Проблема сознания: разные ракурсы - страница 10
Критика представления о жизни внутреннего мира как о дискретном логическом процессе приводит к искушению приписать нашему « большому Я» ( единству сознательного и бессознательного со всеми промежуточными звеньями) свойство интенсивной образности. На образность нередко делают ставку психотерапевты, практически работающие с внутренним миром пациентов, а также эзотерики-практики, пишущие популярные книжки «про визуализацию». При чтении такой литературы кажется, что каждому из нас ничего не стоит при необходимости начать сознательно манипулировать образами своего внутреннего мира, складывая и раскладывая их как груду кубиков с картинками. Именно потому, что мыслим мы образами. Иногда тексты на эту тему доходят до курьезов, в частности, у одного из создателей нейролингвистического программирования Р. Бэндлера есть такой пассаж: «Например, у одной женщины была следующая проблема: если она что-нибудь себе придумывала, то несколькими минутами позже не могла отличить этого от воспоминания о чем-то, происшедшем в действительности. Когда она видела внутреннюю картину, у нее не было способа различить, было ли это нечто действительно ею виденное – или же то, что она вообразила… Я предложило ей придумывая картины, обводить их черной рамкой – чтобы, когда она потом их вспомнит, они отличались бы от других. Она попробовала, и это прекрасно сработало – за исключением тех картин, что она придумала до того, как я дал ей совет»21.
Хочется верить успеху автора, но, как отмечают сами Д. Гриндер и Р. Бендлер, далеко не все люди являются «визуалами», есть те, что в воспоминаниях и представлениях ориентированы на слуховые восприятия, а еще другие – на кинестетические ощущения. На самом же деле все модальности восприятия, представленные «внутри сознания», соединены и смешаны в разных пропорциях, а, поскольку слуховые ощущения, и тем более, чувство равновесия или ощущение прикосновения трудно назвать образами, то вряд ли можно полагать, что наш внутренний мир постоянно заполнен «образными картинами». Кстати, научиться визуализациям не так-то легко, особенно человеку рационализированной европейской культуры, постоянно живущему в «кристаллизациях слова». Нередко «образы» просто не возникают, а идет какой-то иной процесс, причем не одним, а, по меньшей мере, двумя потоками: вполне возможно, думая об одном и даже облекая это в слова внутренней речи, параллельно думать о совсем другом, не говоря об этом словами и не созерцая наглядных образов, но в то же время в отчетливо-смысловой форме.
Суть именно в том, что слова и образы, это, возможно, самые простые наглядные и «предметные» составные внутреннего мира, в некотором роде «интроецированные объективации», тесно связанные со всем внешним, с миром вещей и существ, с тем самым хайдеггеровским «сущим», которое, несомненно, до определенной степени отражается во внутреннем мире, но не «соприродно» ему.
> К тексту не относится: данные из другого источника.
PR #208, opened 2017-12-08
Fix sign in flow

faboweb:
Following up on:

> Proposed flow by https://github.com/cosmos/cosmos-ui/pull/202 doesn't work. If you have an account, you can not recover another account or create a new one. All account creations write the  account 'default' to disc. If there is already such an account, this will fail. Therefor the user actively needs to remove the old 'default' account before signing in to  a new account.
If you want to show the signin-password view directly we need to also provide a way to "change" (remove) the account from there.

Welcome:
image

New Account:
image

Default if account 'default' exists:
image

Delete account (leads back to sign in with password):
image


jolesbi:
@faboweb thanks for taking care of this.

what is the problem with what @nylira said in [this PR](https://github.com/cosmos/cosmos-ui/pull/202)?
>On initial load, I'm supposed to be seeing either the sign-in-with-pw page or the create/restore/hardware welcome page right?

having "remove account" buttons is really a very strange user experience at this stage of the welcome flow. 

>If you have an account, you can not recover another account or create a new one.
...
- if user has default account welcome flow starts on "enter password"
- if user doesn't have default account then welcome flow starts on initial screen without option to sign in

what's the problem with the above points? is it the scenario where someone has a default account but cannot find / remember their password? in this situation — we should let them create a new account as if everything is 😎 and then change the default account behind the scenes.

🕺 🍪 💰 🌵

faboweb:
I don't feel comfortable with letting users delete their account without confirming this explicitly

jolesbi:
ok that makes sense.

why do we have to delete accounts? can't we just change the default?

ebuchman:
Why do we need to remove accounts ?

faboweb:
We have one active account currently. The account with the name 'default'
shows us, that there is already an account created. To switch accounts, we
delete this account 'default' and then create a new one. To prevent the
user from accidentally overwrite an existing account, the user has to
actively remove this account 'default'.
When we have the possibility to choose the account you want to use (like in
the CLI), this will probably not be needed anymore! But we want to lunch.
Multiple accounts can probably be part of the next release if desired.

Ethan Buchman <notifications@github.com> schrieb am Fr., 8. Dez. 2017,
20:10:

mappum:
>I don't feel comfortable with letting users delete their account without confirming this explicitly

I agree, which is why the version check doesn't actually delete anything, it just backs up the old data by copying it to a new directory. That gives us the best UX plus no risk of deleting data that might be important

faboweb:
But the version check would only back it up once right?

Matt Bell <notifications@github.com> schrieb am Fr., 8. Dez. 2017, 20:35:

mappum:
>But the version check would only back it up once right?

Oh right, so it only handles the case of people who might have an old key (with the old hard coded password).

For switching accounts, what do you think of automatically backing up the existing `default` key when the user creates/recovers a new key? We could use the key recovery to rename the key to 'default1', 'default2', etc. Then as a benefit, once we have a UI for key selection, the user could select from those keys.

ebuchman:
So do we even need thi "delete" function for this release? why not just force one key for now and we can introduce key names for next release ?

mappum:
I'm OK with how this PR works for now, I think it will be rare that a user wants to switch accounts on this release (but if they do, the option is there).

>why not just force one key for now and we can introduce key names for next release ?

We do force one key right now, which is the reason for the key deletion (for switching to another key)

ebuchman:
ok sure!

PR #218, opened 2017-12-11
Fix bonding/unbonding ui

nylira:
* fixed the bonding/unbonding mockup in the UI
* users have a hardcoded atom count they can allocate to validator candidates
* form validations and description text for too few and too many atoms allocated
* validator candidates can be deleted from the shopping cart, with confirmation
* todo: testing @faboweb 
  * can you help me figure out why `PageDelegate.spec.js` is failing? I think it's related to vuex and shoppingCart.js 
* todo: @mappum 
  *  create mockServer.js api calls for bonding/unbonding
  * can you help me figure out why the form breaks after a successful allocation form submission? It seems related to `async submitDelegation ()`

## Start State
screen shot 2017-12-11 at 2 10 54 pm

## User starts delegating
screen shot 2017-12-11 at 2 11 08 pm

## Delegating more than exists
screen shot 2017-12-11 at 2 11 03 pm

## Success state
screen shot 2017-12-11 at 2 20 57 pm


mappum:
todo: @mappum
  - [x] create mockServer.js api calls for bonding/unbonding
  - [ ] can you help me figure out why the form breaks after a successful allocation form submission? It seems related to `async submitDelegation ()`

>create mockServer.js api calls for bonding/unbonding
We already have it one step better, the real rest API is in gaia :)

app/src/renderer/components/common/AppMenu.vue
```diff
@@ -8,7 +8,7 @@ menu.app-menu
     part(title='Governance' v-if="config.devMode")
       list-item(to="/proposals" exact @click.native="close" title="Proposals")
     part(title='Stake' v-if="config.devMode")
-      list-item(to="/staking" exact @click.native="close" title="Delegates")
+      list-item(to="/staking" exact @click.native="close" title="Delegate")
```
jolesbi: hahaha. we keep switching this back and forth. the reason i changed it to `Delegates` with an 's' is for a couple reasons.

1. Transactions, Proposals, Validators, `Delegates` (nouns) ... but i guess i see how `Delegate` fits with send (verbs)

2. when you click the link `Delegates` what you see is a list of delegates (noun), not a screen for delegating (verb).

this highlights a bigger issue that you brought up in #128 and that i've been thinking about — ideally, our sidebar would use consistent language. actions (verbs) should take place within the context of important nouns (Balances, Transactions, Proposals, Delegates, Validators). your idea to include send as a modal on balances makes a ton of sense to me for this reason. also, why `Delegate`, the action, makes sense as a feature modal of the `Delegates` page. bonding ATOMs is a type of transaction and should have a similar UX to sending.

see also #223

app/src/renderer/components/staking/PageCandidates.vue
```diff
@@ -44,7 +44,7 @@ export default {
   computed: {
     ...mapGetters(['candidates', 'filters', 'shoppingCart']),
     pageTitle () {
-      return `Delegates (${this.candidatesNum} Candidates Selected)`
+      return `Delegate (${this.candidatesNum} Candidates Selected)`
```
jolesbi: I don't think "Candidates Selected" belongs in the page title.

app/src/renderer/components/wallet/PageSend.vue
```diff
@@ -91,15 +91,15 @@ export default {
       this.sending = false
       this.$v.$reset()
     },
-    onSubmit () {
+    async onSubmit () {
```
jolesbi: what does this have to do with bonding/unbonding?

app/src/renderer/vuex/modules/user.js
```diff
@@ -13,7 +13,7 @@ export default ({ commit, node }) => {
   }
 
   const emptyUser = {
-    atoms: 0,
+    atoms: 2097152,
```
jolesbi: can't we use real data here yet?

app/src/renderer/components/staking/PageDelegate.vue
```diff
@@ -1,37 +1,33 @@
 <template lang="pug">
-page(:title="pageTitle")
+page.page-delegate(title="Delegate Atoms")
   div(slot="menu"): tool-bar
     router-link(to='/staking')
       i.material-icons arrow_back
       .label Change Candidates
```
jolesbi: i think back arrows should always say "back"

app/src/renderer/components/wallet/PageSend.vue
faboweb: This was me improving some tests while fixing the tests. Should have maybe gone into another PR.

app/src/renderer/components/staking/PageDelegate.vue
nylira: Agreed.

app/src/renderer/vuex/modules/user.js
nylira: Not yet. We can put it in mockServer.js though, @mappum ?

app/src/renderer/components/common/AppMenu.vue
nylira: Read your reasoning -- let's change it to Delegates.

app/src/renderer/components/staking/PageCandidates.vue
nylira: Let's put it in the label for the Bond button instead.

nylira: Hmm, let's keep this here until we design a new component to put this in.

nylira:
I did some renaming as suggested on #223 for improved UX & clarity. There are improvements that can be made. Primarily with real atoms. But PR is ready to be merged.

* Validator Candidates, Candidates -> Delegates
* Delegating, Allocating, Staking -> Bonding

nylira:
@jolesbi does this PR still need changes?

Issue #194, opened 2017-12-07
Dev-Mode flag from environment variable


faboweb:
I am missing the option to set NODE_ENV=development/production from outside the app. So I can show both versions using one app version.

PR #220, opened 2017-12-11
added linux release possibility

faboweb:


faboweb:
Noticed again that the hardcoded devMode flag could be a source of future error. Pushing for #194

PR #224, opened 2017-12-11
Multiple accounts

mappum:
This change was originally made by @jolesbi, but I tweaked a few things.

Now when users sign in, they can choose their account instead of always using "default". I'd also be open to the account selection being a row of buttons, so that all choices are exposed without having to dropdown.


nylira:
Made some slight alterations for better usability:
* signUpName has working form validations, minLength: 5
* forms have a flexible height if they're too long
* dimmer dim color because it looks too similar to normal text

screen shot 2017-12-12 at 12 53 41 pm
screen shot 2017-12-12 at 12 53 34 pm

app/src/renderer/vuex/modules/user.js
```diff
@@ -62,41 +63,42 @@ export default ({ commit, node }) => {
     // to create a temporary seed phrase, we create a junk account with name 'trunk' for now
     async createSeed ({ commit }) {
       let JUNK_ACCOUNT_NAME = 'trunk'
+      let TRUNK_PASSWORD = '1234567890'
```
faboweb: We need to get rid of this. A malicious user could access the last generated trunk account with the standard password.

faboweb: Prerequesit: https://github.com/cosmos/cosmos-sdk/issues/301

jolesbi: do you mean in this PR or an another PR? this is not new — this is currently how it works...

faboweb: Just a note. I commented on that, because I implemented it like that and wanted to share the thought.

jolesbi:
@nylira the tests are still broken 😅

test/unit/specs/NISessionWelcome.spec.js
```diff
@@ -23,18 +25,32 @@ describe('NISessionWelcome', () => {
...
     wrapper.findAll('.ni-session-header a').at(1).trigger('click')
     expect(store.commit.mock.calls[0]).toEqual(['setModalHelp', true])
   })
 
+  it('should not show sign-in link since we have no accounts', () => {
+    wrapper.find(LiSession).trigger('click')
+    expect(store.commit.mock.calls[0][1]).not.toEqual('sign-in')
+  })
+
+  it('(set up accounts for following tests)', () => {
```
faboweb: 'it' tests should be independent

app/src/renderer/components/wallet/PageBalances.vue
```diff
@@ -19,7 +19,7 @@ page(title='Balance')
       :key="i.denom"
       :dt="i.denom.toUpperCase()"
       :dd="i.amount")
-    list-item(v-if='wallet.balances.length === 0' dt="N/A" dd="None Available")
+    list-item(v-if='wallet.denoms.length === 0 && wallet.balances.length === 0' dt="N/A" dd="None Available")
```
faboweb: why not use allDenomBalances.length?

test/unit/specs/NISessionSignIn.spec.js
```diff
@@ -70,9 +73,10 @@ describe('NiSessionSignIn', () => {
   })
 
   it('should show a notification if signin failed', async () => {
-    store.dispatch = jest.fn(() => Promise.reject('Planed rejection'))
```
faboweb: Thx for correcting always my spelling. ^^ Will get a spellchecker for VSCode

Issue #51, opened 2017-11-10
Building the app on Windows


faboweb:
Currently the wallet doesn't run on windows.

PR #234, opened 2017-12-13
added windows build

faboweb:
Implements: #51 

We can merge this as is.

Also implements: #236 

Currently the installer looks ugly and could benefit from a cosmos gif: https://github.com/cosmos/cosmos-ui/issues/235


app/src/main/index.js
```diff
@@ -130,31 +130,7 @@ function createWindow () {
   webContents.on('will-navigate', handleRedirect)
   webContents.on('new-window', handleRedirect)
 
-  // setup menu to handle copy/paste, etc
-  var template = [
```
jolesbi: why are you removing this?

faboweb: This removes the menu: https://github.com/cosmos/cosmos-ui/issues/236

PR #240, opened 2017-12-13
Fix app footer to bottom of screen

mappum:
I fixed the app footer to the bottom of the screen, since on long pages like the balance page it gets hidden and nobody ever sees it. If the screen is very small, the footer hides to show the action buttons instead.

@nylira, let me know what you think.

https://gfycat.com/GreatOrganicLhasaapso


nylira:
Made a tweak to make sure the right side of the footer doesn't extend past the screen, and made sure it doesn't overlap with the app menu.

PR #250, opened 2017-12-18
Show Candidates

faboweb:
Real candidates can now be queried

image

### DIFF
--- a/app/src/renderer/vuex/modules/delegates.js
+++ b/app/src/renderer/vuex/modules/delegates.js
@@ -1,17 +1,12 @@
-function pubkeyToString (pubkey) {
-  // go-wire key encoding,
-  // ed25519 keys prefixed w/ 01, secp256k1 w/ 02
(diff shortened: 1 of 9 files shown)


app/src/renderer/vuex/modules/delegates.js
```diff
@@ -30,7 +25,9 @@ export default ({ dispatch, node }) => {
       }
     },
     async getDelegate ({ commit }, pubkey) {
-      let delegate = (await node.candidate(pubkeyToString(pubkey))).data
+      let delegate = (await axios.get('http://localhost:8998/query/stake/candidate/' + pubkey.data)).data.data
```
jolesbi: `pubkey.data)).data.data` 🥁

faboweb: :D :dancer:

jolesbi:
@nylira have you noticed that San Francisco is not on Windows... maybe we should consider loading SF instead of relying on system fonts...?

PR #322, opened 2024-04-09
Replace custom json output with `json.dump()`

streeve:


src/CAinputs.hpp
```diff
@@ -644,90 +646,82 @@ struct Inputs {
                        const double x_min, const double x_max, const double y_min, const double y_max,
                        const double z_min, const double z_max, const float vol_fraction_nucleated) {
 
-        int *ny_local_allranks = new int[np];
-        int *y_offset_allranks = new int[np];
```
MattRolchigo, line 648: :( My C arrays...

src/CAinputs.hpp
```diff
@@ -644,90 +646,82 @@ struct Inputs {
...
+            json_log["TimeStepOfOutput"] = cycle;
+            json_log["SimulationType"] = simulation_type;
+            json_log["GrainOrientationFile"] = grain_orientation_file;
+            json_log["Domain"] = {};
+            json_log["Domain"]["Nx"] = nx;
+            json_log["Domain"]["Ny"] = ny;
+            json_log["Domain"]["Nz"] = nz;
+            json_log["Domain"]["CellSize"] = deltax;
+            json_log["Domain"]["Timestep"] = domain.deltat;
+            std::array<double, 2> x_bounds = {x_min, x_max};
```
MattRolchigo, line 670: It looks like this will print the two bounds on separate lines, rather than [low,high] which looks kind of clunky... is there a way to change that?

src/CAinputs.hpp
```diff
@@ -644,90 +646,82 @@ struct Inputs {
...
-            exaca_log << "      \"Ny\": " << ny << "," << std::endl;
-            exaca_log << "      \"Nz\": " << nz << "," << std::endl;
-            exaca_log << "      \"CellSize\": " << deltax << "," << std::endl;
-            exaca_log << "      \"TimeStep\": " << domain.deltat << "," << std::endl;
-            exaca_log << "      \"XBounds\": [" << x_min << "," << x_max << "]," << std::endl;
-            exaca_log << "      \"YBounds\": [" << y_min << "," << y_max << "]," << std::endl;
-            exaca_log << "      \"ZBounds\": [" << z_min << "," << z_max << "]";
+            // Build json output.
+            nlohmann::json json_log;
+            json_log["ExaCAVersion"] = version();
```
MattRolchigo, line 657: I know I'm being picky here, but it looks like the json_log orders the outputs in the dump in alphabetical order, so unlike before where the commit hash and version would appear at the top of the log file, they're now in the middle. Is that customizable?

src/CAinterfacialresponse.hpp
```diff
@@ -118,19 +118,16 @@ struct InterfacialResponseFunction {
...
-            << "\"" << functionName() << "\"," << std::endl;
-        out << "       \"A\": " << (A) << "," << std::endl;
-        out << "       \"B\": " << (B) << "," << std::endl;
-        out << "       \"C\": " << (C) << "," << std::endl;
+    auto print() {
+        nlohmann::json log;
+        log["Function"] = functionName();
+        log["A"] = A;
+        log["B"] = B;
+        log["C"] = C;
```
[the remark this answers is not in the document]
streeve: Maybe possible, but not sure how

src/CAinputs.hpp
streeve: I think the only thing we could do is add more sections and accept those in alphabetical-key order

MattRolchigo:
I think we should keep the json output the way it is, the format is cleaner and easier to read and it doesn't sound like the dump has a lot of customizability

Внутренний мир включает в себя помимо целостных и твердо очерченных слов и образов еще множество вероятностных, размытых, тонких, едва уловимых и в то же время синтетических форм бытия смысла. Это прежде всего, – и как тут снова не вспомнить Э. Гуссерля – смысловой поток, где очевидны не только и не столько «картинки», сколько сами смыслы. Это некие паттерны, подвижные, конфигурации, хотя и не обладающие внешней формой, позволяющие нам «с очевидностью усмотреть» – что к чему. Они мгновенно отвечают нам и на вопрос «зачем?» и на вопрос «как?» и на вопрос « в каком контексте?». Они не равны образным картинам или словам, но отстраиваются от них, опираются на них, парят над ними, наполняют их. Смысловое схватывание похоже в чем-то на превращение плоскостного изображения в объемное: ничего не значащее и даже не идентифицированное ни с чем изображение превращается в целый мир, богатый разнообразный и вдохновляющий.